After the validation experiment, the dataset for the next experiment exclusively comprises SWIR images. To enhance the precision of bruise detection in SWIR images, a SWIR dataset was employed. This expanded dataset, in addition to the SWIR images obtained in the preliminary experiments, adequately meets the dataset requirements stipulated by the target detection model. The ratio of the training set, test set, and validation set was 8:1:1.

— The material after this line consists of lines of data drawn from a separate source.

PR #2146, opened 2017-02-09
Allowing use of PSR-11 containers

Sam-Burns:
Allows users to swap in a PSR-11 container. This means that containers (e.g. Symfony, Ultra-Lite) that support PSR-11 only, can be used without an adapter.

Note that since v1.2, all Container-Interop containers are automatically PSR-11 compliant, but that the reverse is not true.

### DIFF
--- a/Slim/App.php
+++ b/Slim/App.php
@@ -17,7 +17,7 @@ use InvalidArgumentException;
 use Psr\Http\Message\RequestInterface;
 use Psr\Http\Message\ServerRequestInterface;
 use Psr\Http\Message\ResponseInterface;
-use Interop\Container\ContainerInterface;
+use Psr\Container\ContainerInterface;
 use FastRoute\Dispatcher;
 use Slim\Exception\SlimException;
 use Slim\Exception\MethodNotAllowedException;
--- a/Slim/CallableResolver.php
+++ b/Slim/CallableResolver.php
@@ -9,7 +9,7 @@
 namespace Slim;
 
 use RuntimeException;
-use Interop\Container\ContainerInterface;
+use Psr\Container\ContainerInterface;
 use Slim\Interfaces\CallableResolverInterface;
 
 /**
--- a/Slim/CallableResolverAwareTrait.php
+++ b/Slim/CallableResolverAwareTrait.php
@@ -9,7 +9,7 @@
 namespace Slim;
 
 use RuntimeException;
-use Interop\Container\ContainerInterface;
+use Psr\Container\ContainerInterface;
 use Slim\Interfaces\CallableResolverInterface;
 
 /**
--- a/Slim/DeferredCallable.php
+++ b/Slim/DeferredCallable.php
@@ -10,7 +10,7 @@
 namespace Slim;
 
 use Closure;
-use Interop\Container\ContainerInterface;
+use Psr\Container\ContainerInterface;
 
 class DeferredCallable
 {
--- a/Slim/Routable.php
+++ b/Slim/Routable.php
@@ -8,7 +8,7 @@
  */
 namespace Slim;
 
-use Interop\Container\ContainerInterface;
+use Psr\Container\ContainerInterface;
 
 /**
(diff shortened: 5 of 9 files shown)


Sam-Burns:
- Converts the application's container to a PSR-11 container.
- Allows users to swap in another PSR-11 container.
- Requires "container-interop/container-interop": "^2.0", so it is caught by Composer if a user is trying to swap in a container which only implements container-interop/container-interop version 1.1 or previous.
- Exceptions implement `Interop\Container\Exception\ContainerException` and `Psr\Container\ContainerExceptionInterface`, so user-land code can still catch them as Container-Interop exceptions.

piotr-cz:
BTW, _container-interop_ is now officially deprecated in favor of PSR-11 _php-fig/container_

Sam-Burns:
Is there any news on this?  Does anyone have any feedback or questions?

geggleto:
@Sam-Burns Switching the container is not so simple. 

We also need to switch the Exceptions the container throws [`A call to the get method with a non-existing id MUST throw a Psr\Container\NotFoundExceptionInterface.`] which will cause a BC break. 

Due to the BC break, we cannot merge this into 3.x and this PR should be rebased to target 4.x.

Sam-Burns:
@geggleto Referring to the [Container-Interop standard](https://github.com/container-interop/container-interop/blob/master/src/Interop/Container/Exception/ContainerException.php#L13), `Interop\Container\Exception\ContainerException` extends `Psr\Container\ContainerExceptionInterface`.

I think the Slim container is already PSR-11 compliant.  This PR is intended to allow instances of the parent interface to be used instead.  Put simply, it means that containers like the Symfony Service Container can be used with Slim without an adapter, and this is achieved without breaking backward compatibility.

If I've misunderstood you, please do point me in the right direction.  Thanks for taking the time to review my PR!

geggleto:
I need some more time to digest this. I think we can do it after seeing what interop did, I just want to be 100% sure that we are not going to be breaking people's production apps by changing the type-hint.

My biggest concern is with the types of exceptions. The new interface has new types of exceptions. By changing the type-hint to the parent class of the PSR-Container ... one would expect those exceptions be thrown. I think for 99% of people this will work, it's those 1% whom are not using Pimple or standard containers.

Sam-Burns:
The pull request simply allows additional containers, such as the Symfony container, to be used in Slim without writing a custom adapter.  This is done by changing the typehint of the incoming container to the parent interface.  I don't think there is any need for concern that this will change the type of exceptions thrown by a container already in use.

akrabat (approved):

akrabat:
Thanks @Sam-Burns.

Can you don one for 4.x too?

Sam-Burns:
@akrabat will do :+1:

Sam-Burns:
@akrabat ref https://github.com/slimphp/Slim/pull/2174 .

harikt:
@akrabat This actually is a BC break. I wonder how does this actually happened to be in 3.x .

akrabat:
@harikt Can you explain?

If you have code that checks for `instanceof  Interop\Container\ContainerInterface`, then that code will continue to work. Similarly, you can continue to pass a container that implements `Interop\Container\ContainerInterface` where you could before.

harikt:
@akrabat sorry for the confusion. I have looked more carefully what are the changes made.

It looks you guys are right here as if anyone passing an instance of `Interop\Container\ContainerInterface` will work.

Sorry once again. First look made me wonder about it.

akrabat:
@harikt No problem at all :) Always happy to have additional people look at what we do!

harikt:
though you cannot swap the container easily for there is something like this https://github.com/shameerc/Slim3-Aura.Di-Bridge/blob/24d6fc36aab84a80973deb84cfe938266ab181c9/src/Container.php#L75-L119

akrabat:
Agreed. Hopefully, 4.x will be easier in this regard.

To improve the accuracy of object detection, this study implemented an enhanced model structure. Specifically, the FPN structure was integrated into the ResNet50 backbone network. This enhanced bruise (small object) detection efficiency. Additionally, the NAM was introduced to eliminate irrelevant information related to the targets, capture finer details, and improve the efficiency of calyx and stem detection. The loss function was modified to CIoU to improve the accuracy of the predicted bounding boxes of the model. Furthermore, ROI pooling was replaced with ROI Align for feature mapping to avoid errors caused by quantization and improve detection speed. Additionally, the original anchors, initially sized at 128 × 128, 256 × 256, and 512 × 512 pixels, were expanded by 32 × 32 and 64 × 64 pixels. The number of anchors increased from 9 to 15. This enlargement of the receptive field range aimed to enhance the detection range for small targets.
To further illustrate the superiority of the improved Faster RCNN network, we compared our results with similar research. Using the pruned YOLOv4 model (YOLOv4P) by Fan et al. [26], and the YOLOv5s model by Yuan et al. [27], and under consistent experimental conditions, the performance of these networks was compared with that of the network in this experiment using our dataset.

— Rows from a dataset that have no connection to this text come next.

PR #2150, opened 2017-02-17
Fix typo of getParams() phpdoc

dopesong:


akrabat:
I bet that was annoying you! Thanks :)

PR #2152, opened 2017-02-19
conflicts with slim/http

harikt:
Hi, 

I have been working on a test project with `http-interop/http-factory`.

The aim of test project was to showcase using the test-project with any psr-7 framework. But due to slim 3.x is not using the same Request / Response classes this makes composer hard to understand the correct class what I need. So instead of requiring slim/http it will take slim/slim and viseversa. 

I would love if conflict is actually added in the 3.x

Have also initiated one in : https://github.com/http-interop/http-factory-slim/pull/5

Thank you for the consideration.

### DIFF
--- a/composer.json
+++ b/composer.json
@@ -38,6 +38,9 @@
         "squizlabs/php_codesniffer": "^2.5",
         "phpunit/phpunit": "^4.0"
     },
+    "conflict": {
+        "slim/http": "0.*"
+    },
     "provide": {
         "psr/http-message-implementation": "1.0"
     },


geggleto:
Hey @harikt, I believe you have cleared this up on your end. Slim does not offer at this point in time a stable standalone PSR-7 Implementation. Slim/Http is not considered stable at all. 

The conflict check does not make a lot of sense as the Slim/Http branch will be targeted at 4.0 and above.

harikt:
Hey @geggleto ,

Thank you for your response.

akrabat:
We'll solve this for 4.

Figure 11 presents the detection results of the four models, based on the SWIR dataset, for apple bruises near the calyxes and stems. The number above each box represents the confidence level of detecting the bruise as a category with a value between 0 and 1, Different categories use different color systems. Each model can accurately determine the location of bruises, stems, and calyxes, but the improved model has the best detection confidence level for each category.

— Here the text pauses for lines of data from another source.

PR #801, opened 2019-11-21
Fix current platform handling.

jsirois:
Three aspects of current platform handling are fixed:

1. Ensure that `Platform.supported_tags` returns the full range of tags
when the platform is current. This uses the special no-arg form of
`pep425tags.get_supported` which consults the local interpreter to
return the broadest possible set of tags. Also ensure that we always
pass all compatible versions when the platform is not current to
generate the broadest possible set of tags for the foreign platform.

2. Ensure that the resolver interprets 'current' to mean any local
interpreter instead of just the current runtime interpreter. This is
faithful to prior behavior where a PEX built for the 'current' platform
would always work on the current machine.

3. Fix the PEX cli when run with a fully foreign set of `--platform`s.
Previously the attempt to warn the user would error on an invalid log
call that was missing a `V` argument.

Tests of all of the above are added and platform parsing is pushed up to
the CLI and resolver API layers for cleaner code under those layers and
earlier failures for invalid platform specifiers.

### DIFF
--- a/pex/platforms.py
+++ b/pex/platforms.py
@@ -4,8 +4,8 @@
 from __future__ import absolute_import
 
 from collections import namedtuple
+from textwrap import dedent
 
-from pex.orderedset import OrderedSet
 from pex.pep425tags import get_abbr_impl, get_abi_tag, get_impl_ver, get_platform, get_supported
 
 
@@ -39,39 +39,29 @@ def _gen_all_compatible_versions(version):
   return list(iter_compatible_versions())
 
 
-def _get_supported(version=None, platform=None, impl=None, abi=None, force_manylinux=False):
-  versions = _gen_all_compatible_versions(version) if version is not None else None
-  all_supported = get_supported(
-    versions=versions,
-    platform=platform,
-    impl=impl,
-    abi=abi
-  )
-
-  def iter_all_supported():
-    for supported in all_supported:
-      yield supported
-      python_tag, abi_tag, platform_tag = supported
-      if platform_tag.startswith('linux') and force_manylinux:
-        yield python_tag, abi_tag, platform_tag.replace('linux', 'manylinux1')
-
-  return list(OrderedSet(iter_all_supported()))
-
-
 class Platform(namedtuple('Platform', ['platform', 'impl', 'version', 'abi'])):
   """Represents a target platform and it's extended interpreter compatibility
   tags (e.g. implementation, version and ABI)."""
 
+  class InvalidPlatformError(Exception):
+    """Indicates an invalid platform string."""
+
   SEP = '-'
 
-  def __new__(cls, platform, impl=None, version=None, abi=None):
+  def __new__(cls, platform, impl, version, abi):
+    if not all((platform, impl, version, abi)):
+      raise cls.InvalidPlatformError(
+        'Platform specifiers cannot have blank fields. Given platform={platform!r}, impl={impl!r}, '
+        'version={version!r}, abi={abi!r}'.format(
+          platform=platform, impl=impl, version=version, abi=abi
+        )
+      )
     platform = platform.replace('-', '_').replace('.', '_')
-    if all((impl, version, abi)):
-      abi = cls._maybe_prefix_abi(impl, version, abi)
+    abi = cls._maybe_prefix_abi(impl, version, abi)
     return super(cls, Platform).__new__(cls, platform, impl, version, abi)
 
   def __str__(self):
-    return self.SEP.join(self) if all(self) else self.platform
+    return self.SEP.join(self)
 
   @classmethod
   def current(cls):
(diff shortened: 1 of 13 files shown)


jsirois:
N.B.: These issues were discovered trying to upgrade Pants to Pex 2.0.0.

tests/test_resolver.py
```diff
@@ -139,6 +151,70 @@ def test_resolve_extra_wheel():
...
+  current_python = PythonInterpreter.get()
+
+  resolved_other = resolve_current(interpreters=[other_python])
+  resolved_current = resolve_current()
+
+  assert 1 == len(resolved_other)
+  assert 1 == len(resolved_current)
+  assert resolved_other != resolved_current
+  assert resolved_current == resolve_current(interpreters=[current_python])
+  assert resolved_current == resolve_current(interpreters=[current_python, current_python])
```
Eric-Arellano: I don't understand this line. When would you ever have two instances of the same interpreter?

tests/test_resolver.py
```diff
@@ -139,6 +151,70 @@ def test_resolve_extra_wheel():
...
+
+  # Here we have 2 local interpreters satisfying current but with different platforms and thus
+  # different dists for 2 total dists.
```
Eric-Arellano: Thank you for the explanation!

tests/test_resolver.py
```diff
@@ -139,6 +151,70 @@ def test_resolve_extra_wheel():
...
+  assert 2 == len(resolve_current(interpreters=[current_python, other_python]))
+
+
+@pytest.mark.skipif(PY_VER < (3, 5) or IS_PYPY,
+                    reason="The p537 distribution only builds for CPython 3.5+")
+def test_resolve_current_and_foreign_platforms(p537_resolve_cache):
+  foreign_platform = 'macosx-10.13-x86_64-cp-37-m' if IS_LINUX else 'manylinux1_x86_64-cp-37-m'
```
Eric-Arellano: Check on my understanding: the `cp-37-m` piece is irrelevant here, even if running the test with a CP37 interpreter, correct? The reason for that is that the OS difference is enough for them to be different.

tests/test_platform.py
```diff
@@ -99,67 +103,58 @@ def test_pypy_abi_prefix():
...
-  ]
-  assert expected_tags == tags
-
-
-# NB: Having to patch here is a symptom of https://github.com/pantsbuild/pex/issues/694
-# Kill when the Platform API is fixed to not need to consult the local interpreter.
+  assert_tags(
+    'linux-x86_64-cp-37-m',
+    [
+      ('cp37', 'cp37m', 'linux_x86_64'),
```
Eric-Arellano: Should `cp38` be added now that it's officially released?

tests/test_pex_binary.py
```diff
@@ -167,3 +175,45 @@ def test_clp_prereleases_resolver():
     pex_builder = build_pex(reqs, options)
     assert pex_builder is not None
     assert len(pex_builder.info.distributions) == 3, 'Should have resolved deps'
+
+
+def test_build_pex():
+  with temporary_dir() as sandbox:
+    pex_path = os.path.join(sandbox, 'pex')
+    results = run_pex_command(['ansicolors==1.1.8', '--output-file', pex_path])
```
Eric-Arellano: Huh...all this time I thought `1.0.2` was the latest. Going to see if this newer version (still 2 years old) fixes the regex DeprecationWarning Pants CI is filled with.

pex/platforms.py
```diff
@@ -87,15 +77,33 @@ def create(cls, platform):
...
+        + <python impl abbr>: cp
+        + <python version>: 37
+        + <abi>: cp37m
+        
+        The abbreviated platform string is:
+          linux-x86_64-cp-37-m
+          
+        These fields stem from wheel name conventions as outlined in
+        https://www.python.org/dev/peps/pep-0427#file-name-convention and influenced by
+        https://www.python.org/dev/peps/pep-0425.
```
Eric-Arellano: Fantastic explanation. Thank you.

tests/test_resolver.py
jsirois: You wouldn't, but primarily this is test of de-duping and at the unit level, interpreters are handed in as a list, so an API user could hand in dups. More towards reality, given an interpreter constraint (that whole concept has been broken from the get-go really), you might collect a python 2.7.15 - say from pyenv, and a 2.7.17, say from the system. Since wheels / platform specifiers resolve only down to major/minor, these two different interpreters would produce the same wheels in which case we'd want to dedup.

tests/test_resolver.py
jsirois: It's relevant in that we need the test to work and cp-37-m is one of the pre-built wheels available. We need to have pre-built wheels available since wheel building is turned off & impossible when platforms are foreign: https://pypi.org/project/p537/#files

tests/test_platform.py
jsirois: Perhaps, but then the platform would need to change. The algorithm / correct answer is a countdown from 3.minor to 3.2 for abi3 wheels. Counting up to some arbitrary future minor cweiling is not a thing.

I'll defer 3.8 support to another PR, there is more that needs to be done in CI and tox.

The following is a comparison of the results between the improved, Faster RCNN, YOLOv4P, and YOLOv5s models, all trained for 150 epochs.
From Figure 12, it was found that as the number of iterations gradually increased, the improved Faster RCNN model gradually converged, and the loss value became smaller and smaller. When the model was iterated 40 times, the loss value was basically stable, dropping to near 0, and the network basically converged. Compared with the original Faster RCNN, YOLOv4P, and YOLOv5s models, the improved model is faster and more accurate, which proves the effectiveness of the model.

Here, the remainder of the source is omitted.